What the task requires:
Below are some entries; write out each one of them exactly.

⁂

PR #55, opened 2018-11-28
Fix #54. Replace std::atomic with HIP atomic.

### LINKED ISSUE #54: Removing use of std::atomic
It seems rccl is currently using std::atomic. Although HCC is able to compile the code, deep inside, there are some issues for supporting std::atomic with HCC. For details, please see discussions about supporting std::atomic in HIP for hip-clang. https://github.com/ROCm-Developer-Tools/HIP/pull/764

As such, I suggest rccl to use hip atomics (https://github.com/ROCm-Developer-Tools/HIP/blob/master/include/hip/hcc_detail/hip_atomic.h) instead of std::atomics.

jeffdaily:
HIP atomics do not provide load and store operations. They are instead emulated using atomicAdd and atomicExch, respectively.

### DIFF
--- a/src/rcclTracker.cpp
+++ b/src/rcclTracker.cpp
@@ -25,12 +25,9 @@ RingNodePool_t::RingNodePool_t() {
     HIPCHECK(
         hipHostMalloc(&barrier_, sizeof(Barrier_t), hipHostMallocCoherent));
 
-    std::atomic_store_explicit(&(barrier_->bar_in), 0,
-                               std::memory_order_seq_cst);
-    std::atomic_store_explicit(&(barrier_->bar_out), 0,
-                               std::memory_order_seq_cst);
-    std::atomic_store_explicit(&(barrier_->times_done), 0,
-                               std::memory_order_seq_cst);
+    barrier_->bar_in = 0;
+    barrier_->bar_out = 0;
+    barrier_->times_done = 0;
 }
 
 //! @brief Default destructor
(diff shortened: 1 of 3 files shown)


jeffdaily:
If you wish to evaluate the changes, you can use the docker image `jeffdaily/rocm:1.9.2-rccl-hip-atomics`.

src/rcclTracker.cpp
```diff
@@ -25,12 +25,9 @@ RingNodePool_t::RingNodePool_t() {
     HIPCHECK(
         hipHostMalloc(&barrier_, sizeof(Barrier_t), hipHostMallocCoherent));
 
-    std::atomic_store_explicit(&(barrier_->bar_in), 0,
-                               std::memory_order_seq_cst);
-    std::atomic_store_explicit(&(barrier_->bar_out), 0,
-                               std::memory_order_seq_cst);
-    std::atomic_store_explicit(&(barrier_->times_done), 0,
-                               std::memory_order_seq_cst);
+    barrier_->bar_in = 0;
```
wenkaidu: should these use atomicExch as well?

jeffdaily: The HIP atomics use __device__ only, no __host__, so I can't use atomicExch here.  This is initializing the barrier values to 0 with hipHostMallocCoherent memory, and this is during rcclComm_t initialization.  Do we need to use an atomic store in this case?

jeffdaily: Outside of the host initializing these variables to 0, they are never again accessed by the host.  However, each GPU must be able to access these values.  I'm unsure, but I thought for atomics to work across GPUs the memory must be host mapped?

wenkaidu: Can we clarify across GPU atomic memory location with design team? At minimal, can we ensure consistent access to these variables by removing any access from host side, and only let GPU to set them through atomic methods?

⁂

Solution to this task:
PR #55, opened 2018-11-28
Fix #54. Replace std::atomic with HIP atomic.

### LINKED ISSUE #54: Removing use of std::atomic
It seems rccl is currently using std::atomic. Although HCC is able to compile the code, deep inside, there are some issues for supporting std::atomic with HCC. For details, please see discussions about supporting std::atomic in HIP for hip-clang. https://github.com/ROCm-Developer-Tools/HIP/pull/764

As such, I suggest rccl to use hip atomics (https://github.com/ROCm-Developer-Tools/HIP/blob/master/include/hip/hcc_detail/hip_atomic.h) instead of std::atomics.

jeffdaily:
HIP atomics do not provide load and store operations. They are instead emulated using atomicAdd and atomicExch, respectively.

### DIFF
--- a/src/rcclTracker.cpp
+++ b/src/rcclTracker.cpp
@@ -25,12 +25,9 @@ RingNodePool_t::RingNodePool_t() {
     HIPCHECK(
         hipHostMalloc(&barrier_, sizeof(Barrier_t), hipHostMallocCoherent));
 
-    std::atomic_store_explicit(&(barrier_->bar_in), 0,
-                               std::memory_order_seq_cst);
-    std::atomic_store_explicit(&(barrier_->bar_out), 0,
-                               std::memory_order_seq_cst);
-    std::atomic_store_explicit(&(barrier_->times_done), 0,
-                               std::memory_order_seq_cst);
+    barrier_->bar_in = 0;
+    barrier_->bar_out = 0;
+    barrier_->times_done = 0;
 }
 
 //! @brief Default destructor
(diff shortened: 1 of 3 files shown)


jeffdaily:
If you wish to evaluate the changes, you can use the docker image `jeffdaily/rocm:1.9.2-rccl-hip-atomics`.

src/rcclTracker.cpp
```diff
@@ -25,12 +25,9 @@ RingNodePool_t::RingNodePool_t() {
     HIPCHECK(
         hipHostMalloc(&barrier_, sizeof(Barrier_t), hipHostMallocCoherent));
 
-    std::atomic_store_explicit(&(barrier_->bar_in), 0,
-                               std::memory_order_seq_cst);
-    std::atomic_store_explicit(&(barrier_->bar_out), 0,
-                               std::memory_order_seq_cst);
-    std::atomic_store_explicit(&(barrier_->times_done), 0,
-                               std::memory_order_seq_cst);
+    barrier_->bar_in = 0;
```
wenkaidu: should these use atomicExch as well?

jeffdaily: The HIP atomics use __device__ only, no __host__, so I can't use atomicExch here.  This is initializing the barrier values to 0 with hipHostMallocCoherent memory, and this is during rcclComm_t initialization.  Do we need to use an atomic store in this case?

jeffdaily: Outside of the host initializing these variables to 0, they are never again accessed by the host.  However, each GPU must be able to access these values.  I'm unsure, but I thought for atomics to work across GPUs the memory must be host mapped?

wenkaidu: Can we clarify across GPU atomic memory location with design team? At minimal, can we ensure consistent access to these variables by removing any access from host side, and only let GPU to set them through atomic methods?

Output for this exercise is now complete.